▶ DIRECTIONS
Pull every line with the word "routesImportLine" out of the entries below.

(Source records)
────

PR #140, opened 2025-08-29
fix: unique field replication

yeuharn96:
- potential bug: if a unique field record (eg: `UNQUE#email#xxx`) is inserted without `updatedAt` attribute, replication processor will not recognize it in subsequent entity updates
- to reproduce:
  - find a unique field record `UNQUE#email#xxx` in dynamodb
  - remove the `updatedAt` attribute
  - perform update on its corresponding `#METADATA#` entity
  - the unique field record will not get update with latest data, because the `ConditionExpression: #${targetUpdatedAt} < :${targetUpdatedAt}` is always false when `updatedAt` attribute is not exists

### DIFF
--- a/.changeset/sour-mirrors-care.md
+++ b/.changeset/sour-mirrors-care.md
@@ -1,0 +1,5 @@
+---
+"@monorise/core": patch
+---
+
+bug fix on unique field record will not get update if `updatedAt` attribute is not exists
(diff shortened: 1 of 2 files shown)


jyungtong:
possible to add the `updatedAt` field to unique record instead?

the replicator has been working fine for quite some time, I'm afraid if we change the infra layer  might cause more implications.

jyungtong:
If you believe this should works, can you add tests which is related to the change in unique data?

yeuharn96:
ok, will try another approach

PR #143, opened 2025-09-04
Feat/access dependency container custom route

jyungtong:
# what

- allow custom routes to access dependency container instance so that it can publish event.


packages/core/handles/app.ts
```diff
@@ -8,33 +8,37 @@ import generalErrorHandler from '../middlewares/general-error-handler';
...
-    if (routes) {
-      app.route('/app', routes);
-    }
+      if (routes) {
+        if (typeof routes !== 'function') {
+          app.route('/app', routes);
+        } else {
+          app.route('/app', routes(container));
+        }
+      }
```
jyungtong, line 37: main changes, the rest are formatting

PR #145, opened 2025-09-15
feat: combine monorise package into one

wengkhing:
## What

This change combine all monorise packages into one single package `monorise`, so basically user would just have to:
`npm install monorise`
instead of:
`npm install @monorise/react @monorise/base @monorise/core @monorise/sst @monorise/cli`.

With this change, it is also possible to run `npx monorise init` without first installing `monorise` locally.

- Also added a cool ASCII logo of monorise when running `monorise init` or `monorise dev`

## Why

- Improve developer experience not having to install multiple packages.
- Improve branding =)

### DIFF
--- a/packages/cli/cli.ts
+++ b/packages/cli/cli.ts
@@ -223,7 +223,7 @@ async function generateHandleFile(
   // If customRoutesPath is not provided, routesImportLine remains empty and appHandlerPayload remains `{}`
 
   const combinedContent = `
-import CoreFactory from '@monorise/core';
+import CoreFactory from 'monorise/core';
 import config from './config';
 ${routesImportLine ? `${routesImportLine}\n` : ''}const coreFactory = new CoreFactory(config);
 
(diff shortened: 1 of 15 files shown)


jyungtong (commented):
the `prompt-doc.md` is empty, is it expected?

packages/monorise/build.js
jyungtong, line 1: shall we gitignore this file?

packages/monorise/index.ts
jyungtong, line 1: can we put this file into `src` folder? so the ts build can focus on the particular folder

packages/cli/cli.ts
```diff
@@ -269,8 +269,113 @@ async function generateFiles(): Promise<string> {
...
+      lines.splice(configEndIndex, 0, ...turbopackConfig);
+      return lines.join('\n');
+    }
+  }
+
+  // If we can't parse it, return original content
+  return configContent;
+}
+
+const MONORISE_LOGO = `
```
jyungtong, line 327: cantek

packages/cli/cli.ts
```diff
@@ -359,10 +464,40 @@ export default config;
...
+  if (fs.existsSync(nextConfigPath)) {
+    try {
+      const nextConfigContent = fs.readFileSync(nextConfigPath, 'utf8');
+
+      // Check if turbopack config already exists
+      if (
+        !nextConfigContent.includes('turbopack') &&
+        !nextConfigContent.includes('resolveAlias')
+      ) {
+        const updatedConfig = addTurbopackConfig(nextConfigContent);
```
jyungtong, line 478: does that mean monorise will have dependencies on turbopack?

wengkhing: Addressed no longer relevant

PR #200, opened 2026-03-26
feat: add cost optimization support and documentation

wengkhing:
## Summary

Adds cost optimization support to Monorise SST components and documentation.

## SST Components Changes

- SingleTable: Add billing mode, capacity config, auto-scaling
- QFunction: Export types and expose full Function configuration
- MonoriseCore: Add apiConfig, processorConfig, replicatorConfig
- Export new types: BillingMode, CapacityConfig, FunctionConfig

## Documentation Changes

- New Cost Optimization guide with 3-phase strategy
- FAQ updates for serverless cost questions
- Added to sidebar navigation

## Changeset

In dev mode for prerelease versioning.


jovanimal:
@wengkhing curious, what's the trigger for you to initiate this? can share a bit of background story? 

is this urgent, would like to go through this but probably can do so only later today

package.json
```diff
@@ -31,6 +31,7 @@
   "devDependencies": {
     "@biomejs/biome": "^1.9.4",
     "@changesets/cli": "^2.28.1",
+    "@fission-ai/openspec": "^1.2.0",
```
jyungtong: have we started using this?

wengkhing: Removed — confirmed unused, dropped the `@fission-ai/openspec` devDependency and regenerated the lockfile.

wengkhing:
Rebased onto latest main (this branch was 73 commits behind — predates the whole PR #234/#235/#240/#203 wave) and resolved conflicts:

- **`packages/sst/components/single-table.ts`**: merged main's `fromTableName` (link to an existing table) with this PR's `billingMode`/capacity/auto-scaling additions. Kept `ttl: 'expiresAt'` hardcoded per main's current convention (main had already removed the configurable `ttl?: string` this PR's diff was based on — TTL attribute name is always `expiresAt` by framework design). Skip auto-scaling setup when `fromTableName` is used (capacity is managed wherever that table is actually defined).
- **`packages/sst/components/q-function.ts`**: merged cleanly, but caught a real bug in this PR's own diff while resolving — `maxBatchingWindow?: Input<DurationMinutes>` uses a bare `Input` type that doesn't exist as a global here (checked — nothing in this codebase exposes one). Fixed to `$util.Input<DurationMinutes>`, matching the pattern already used in `single-table.ts`/`monorise-core.ts`.
- **`packages/sst/components/monorise-core.ts`**: merged main's `fromTableName`/`cloudwatchLogRetention`/`cloudwatchDashboard` toggle with this PR's `apiConfig`/`processorConfig`/`replicatorConfig`/table billing options — all independent, non-overlapping additions.
- **`.changeset/pre.json`**: this PR's branch predates the current release process and reintroduced a stale `pre.json` (prerelease "pre" mode) that doesn't exist on main today. Dropped it — merging it would've put the whole repo back into dev-tag prerelease mode.
- **`package-lock.json`**: regenerated via `npm install` rather than hand-resolving.

Verified the SST changes type-check cleanly: `tsc --noEmit` against `index.ts` + `.sst/platform/config.d.ts` (the ambient SST globals) reports zero errors.

Also, per this thread:
- Removed the unused `@fission-ai/openspec` devDependency (regenerated lockfile).
- Added `monorise` to the cost-optimization changeset — same gap as PR #203: the combined package bundles `@monorise/sst`'s compiled output via `monorise/sst` but has no npm dependency link to it, so changesets' automatic cascade wouldn't have caught this.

────

▶ ANSWER TO THE EXERCISE
   // If customRoutesPath is not provided, routesImportLine remains empty and appHandlerPayload remains `{}`
 ${routesImportLine ? `${routesImportLine}\n` : ''}const coreFactory = new CoreFactory(config);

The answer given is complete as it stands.